WORK REQUEST: Which lines have the string "left"? Copy all of them from the entries below.

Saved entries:
PR #1117, opened 2023-07-25
Replace direct `stdout` printing with logging

sim642:
Apparently this is something I started but never opened a PR for. The problem is that there's lots of direct printing to `stdout` throughout Goblint, which makes output uncontrollable and unpredictable. For example, server mode cannot use `stdout` because some random printing might get mixed in and break the whole JSON stream.

The idea is to add a `Logs` library, which is a bit like `Messages`. It has various logging levels that can be toggled globally (unlike direct printing). The difference is that `Messages` is for things related to analysis results and shown in IDE, while logging is about Goblint itself, e.g. those TD3 incremental changes lines.
`Messages` are unordered and incrementally preserved, while `Logs` just come out in the order they happen and aren't preserved like that.

### TODO
- [x] Fix conflicts with `master`. (latest: 2024-02-13)
- [x] Replace all new direct printing on `master` with `Logs`. (latest: 2024-02-13)
- [x] Add log level option.
- [x] `Maingoblint.check_arguments`.
- [x] Remove `dbg.verbose`.
- [x] What to do with GobView printing hacks?
- [x] Document `Logs` in developer guide.
- [x] https://github.com/goblint/gobview/pull/40.


sim642:
Does anyone still want to review this? We should get this merged as soon as possible to prevent it from becoming too stale.

src/analyses/extractPthread.ml
```diff
@@ -850,7 +850,7 @@ module Codegen = struct
 
     Writer.write "promela model" "pml" promela ;
     Writer.write "graph" "dot" dot_graph ;
-    print_endline
+    Logs.info
```
michael-schwarz, line 853: I think this a bit too important to just stick it into a `Logs.info`. It is not something to be logged but directly informs the user about what to do.

michael-schwarz:
This appears as if all logging output now goes into `stderr`??? This seems very strange, I would not expect logging information to be on `stderr` unless it is related to an error?!

src/analyses/threadId.ml
```diff
@@ -156,12 +156,13 @@ struct
     let non_uniques = List.filter_map (fun (a,b) -> if not (Thread.is_unique a) then Some a else None) tids in
     let uc = List.length uniques in
     let nc = List.length non_uniques in
-    Printf.printf "Encountered number of thread IDs (unique): %i (%i)\n" (uc+nc) uc;
-    Printf.printf "unique: ";
-    List.iter (fun tid -> Printf.printf " %s " (Thread.show tid)) uniques;
-    Printf.printf "\nnon-unique: ";
-    List.iter (fun tid -> Printf.printf " %s " (Thread.show tid)) non_uniques;
-    Printf.printf "\n"
+    Logs.debug "Encountered number of thread IDs (unique): %i (%i)" (uc+nc) uc;
```
michael-schwarz, line 159: These should be printed independently of the logging level, as it already is controlled by `dbg.print_tids`. Also, as this not some random debugging information, maybe these should be issued via the messaging system?

src/cdomains/valueDomain.ml
```diff
@@ -501,8 +501,7 @@ struct
 
 
   let warn_type op x y =
-    if GobConfig.get_bool "dbg.verbose" then
-      ignore @@ printf "warn_type %s: incomparable abstr. values %s and %s at %a: %a and %a\n" op (tag_name (x:t)) (tag_name (y:t)) CilType.Location.pretty !Tracing.current_loc pretty x pretty y
+    Logs.debug "warn_type %s: incomparable abstr. values %s and %s at %a: %a and %a" op (tag_name (x:t)) (tag_name (y:t)) CilType.Location.pretty !Tracing.current_loc pretty x pretty y
```
michael-schwarz, line 504: We issue thousands of these for large programs, maybe checking the log level before makes sense?

src/util/precCompare.ml
```diff
@@ -129,6 +129,7 @@ struct
     |> List.filter (fun ((i1, _), (i2, _)) -> i1 <> i2)
     |> List.map (Tuple2.map snd snd)
     |> List.map (uncurry compare_dumps)
-    |> List.iter (fun (_, msg) -> ignore (Pretty.printf "%t\n" (fun () -> msg)));
-    ignore (Pretty.printf "\nTotal locations: %d\nTotal %s: %d\n" locations_count (Key.name ()) location_vars_count)
+    |> List.iter (fun (_, msg) -> Logs.info "%t" (fun () -> msg));
+    Logs.newline ();
+    Logs.info "Total locations: %d\nTotal %s: %d" locations_count (Key.name ()) location_vars_count
```
michael-schwarz, line 134: This is the main output of the corresponding executable, why not just write to stout as usual?

src/witness/witness.ml
```diff
@@ -272,7 +272,7 @@ let write_file filename (module Task:Task) (module TaskResult:WitnessTaskResult)
 
 
 let print_svcomp_result (s: string): unit =
-  Printf.printf "SV-COMP result: %s\n" s
+  Logs.info "SV-COMP result: %s" s
```
michael-schwarz, line 275: This is a main result for the user. Migrate to messages?

michael-schwarz:
> Does anyone still want to review this? We should get this merged as soon as possible to prevent it from becoming too stale.

I reviewed this now. I think this requires considerable changes to all of our benchmarking scripts as well, is there a companion PR to fix all these?

src/cdomains/valueDomain.ml
michael-schwarz: Yes, it is more about the intermediate things being computed before it is determined that no print is necessary because verbose logging is not on.

src/framework/analyses.ml
```diff
@@ -306,8 +306,7 @@ struct
         let f = BatIO.output_channel out in
         write_file f (get_string "outfile")
     | "sarif" ->
-      let open BatPrintf in
-      printf "Writing Sarif to file: %s\n%!" (get_string "outfile");
+      Logs.info "Writing Sarif to file: %s" (get_string "outfile");
```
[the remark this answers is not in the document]
michael-schwarz: Yes. Still, the user will usually not have specified the file name himself (instead using the defaults), thus it is helpful to print where the find is to be found, independent of logging or not logging.

michael-schwarz:
> Also, it's standard for logging frameworks to go to stderr, e.g. in [Java](https://stackoverflow.com/q/34156052/854540) or Python.

I wasn't aware, thank you!


> If logging output went to `stdout`, it would still leave `stdout` as completely unusable by server mode.

`stdout` is user-facing standard output, I don't think we should limit ourselves to only printing cryptic json messages for the sever mode to `stdout` and instead print any things relevant to the normal user there. This certainly doesn't include most of the crap we write. Nevertheless, people will often redirect `stdout` to some log file and not redirect `stderr` (or redirect it to `/dev/null`) (especially if it contains tons of junk when running with high log level), so I think  it is wise to print things like fixpoint errors or warnings on options being magically (de-)activated also to `stdout`. (Maybe via the messages?)

src/witness/witness.ml
michael-schwarz: Also, does this require a rewrite of our tool info module?

michael-schwarz:
I'd suggest to discuss this PR at the next Gobcon.

sim642:
> Nevertheless, people will often redirect `stdout` to some log file and not redirect `stderr` (or redirect it to `/dev/null`) (especially if it contains tons of junk when running with high log level)

Again, that's the point of separating the two: choice! If everything is just directly printed to `stdout`, then it's impossible to separate user-facing warnings from all sorts of debug output. There's lots of things that still go to `stderr` though, so one almost always already has to redirect both together into a file, which isn't that hard: `&>` instead of `>`.


> so I think it is wise to print things like fixpoint errors or warnings on options being magically (de-)activated also to `stdout`. (Maybe via the messages?)

This is precisely what #1191 did to make these issues clearly visible, not just on the right output stream, but also in a visible place, not in the middle of thousands of warnings.

The other major benefit of logging to `stderr` is that it's unbuffered, so output appears as it's produced by Goblint. This matters for timing-sensitive information like logging, but not for user-facing warnings where buffering causes no confusion. With the current mixed output policy, Goblint output can be very confusing and misleading. For example, some CIL merging warnings are often printed much later than the actual merging takes place, between or after Goblint warnings.

This is also an issue when tracing (which correctly goes to `stderr`): non-tracing logging is buffered and appears out of sequence w.r.t. the tracing output, which again is misleading and leads to wasted debugging time. The only way to make things consistent is to duplicate the logging output also with tracing, such that it also appears at the correct place between tracing output.

sim642:
There's now a "result" log level that by default goes to `stdout` for the handful of places that were pointed out. In server mode, it is also directed to `stderr` to allow clean JSON-RPC communication.

src/witness/witness.ml
```diff
@@ -284,7 +284,7 @@ let init (module FileCfg: MyCFG.FileCfg) =
     let specification = Svcomp.Specification.of_option ()
   end
   in
-  Printf.printf "SV-COMP specification: %s\n" (Svcomp.Specification.to_string Task.specification);
+  Logs.info "SV-COMP specification: %s" (Svcomp.Specification.to_string Task.specification);
```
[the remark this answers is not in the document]
sim642: It's not a result, so it shouldn't abuse that level. It's just repeating the specification given by the user on the command line.

src/framework/constraints.ml
```diff
@@ -1713,22 +1713,22 @@ struct
         f_eq ()
       else if b1 then begin
         if get_bool "dbg.compare_runs.diff" then
-          ignore (Pretty.printf "Global %a is more precise using left:\n%a\n" Sys.GVar.pretty_trace k G.pretty_diff (v2,v1));
+          Logs.info "Global %a is more precise using left:\n%a" Sys.GVar.pretty_trace k G.pretty_diff (v2,v1);
```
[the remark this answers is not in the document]
sim642: This isn't the result of the analysis (which is printed separately anyway), this is just extra `dbg`-option-enabled comparison of the results. It's not giving results about the program, but rather for debugging Goblint itself.

src/analyses/threadId.ml
```diff
@@ -175,12 +175,9 @@ struct
...
     let nc = List.length non_uniques in
-    Printf.printf "Encountered number of thread IDs (unique): %i (%i)\n" (uc+nc) uc;
-    Printf.printf "unique: ";
-    List.iter (fun tid -> Printf.printf " %s " (Thread.show tid)) uniques;
-    Printf.printf "\nnon-unique: ";
-    List.iter (fun tid -> Printf.printf " %s " (Thread.show tid)) non_uniques;
-    Printf.printf "\n"
+    M.debug_noloc ~category:Analyzer "Encountered number of thread IDs (unique): %i (%i)" (uc+nc) uc;
+    M.msg_group Debug ~category:Analyzer "Unique TIDs" (List.map (fun tid -> (Thread.pretty () tid, None)) uniques);
+    M.msg_group Debug ~category:Analyzer "Non-unique TIDs" (List.map (fun tid -> (Thread.pretty () tid, None)) non_uniques)
```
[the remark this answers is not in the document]
michael-schwarz: If the check is there, I'm good with it!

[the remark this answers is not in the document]
sim642: There was one for `dbg.print_wpoints` but I also added one for `dbg.print_tids` now.

sim642:
Indeed, but I cannot check if GobView still works because of
- [ ] https://github.com/goblint/gobview/pull/25#issuecomment-1931542589
- [ ] https://github.com/goblint/cil/pull/165, https://github.com/goblint/analyzer/pull/1350, https://github.com/goblint/gobview/pull/39

sim642:
On top of GobView fixes, I confirmed that it still works.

EXERCISE ANSWER:
-          ignore (Pretty.printf "Global %a is more precise using left:\n%a\n" Sys.GVar.pretty_trace k G.pretty_diff (v2,v1));
+          Logs.info "Global %a is more precise using left:\n%a" Sys.GVar.pretty_trace k G.pretty_diff (v2,v1);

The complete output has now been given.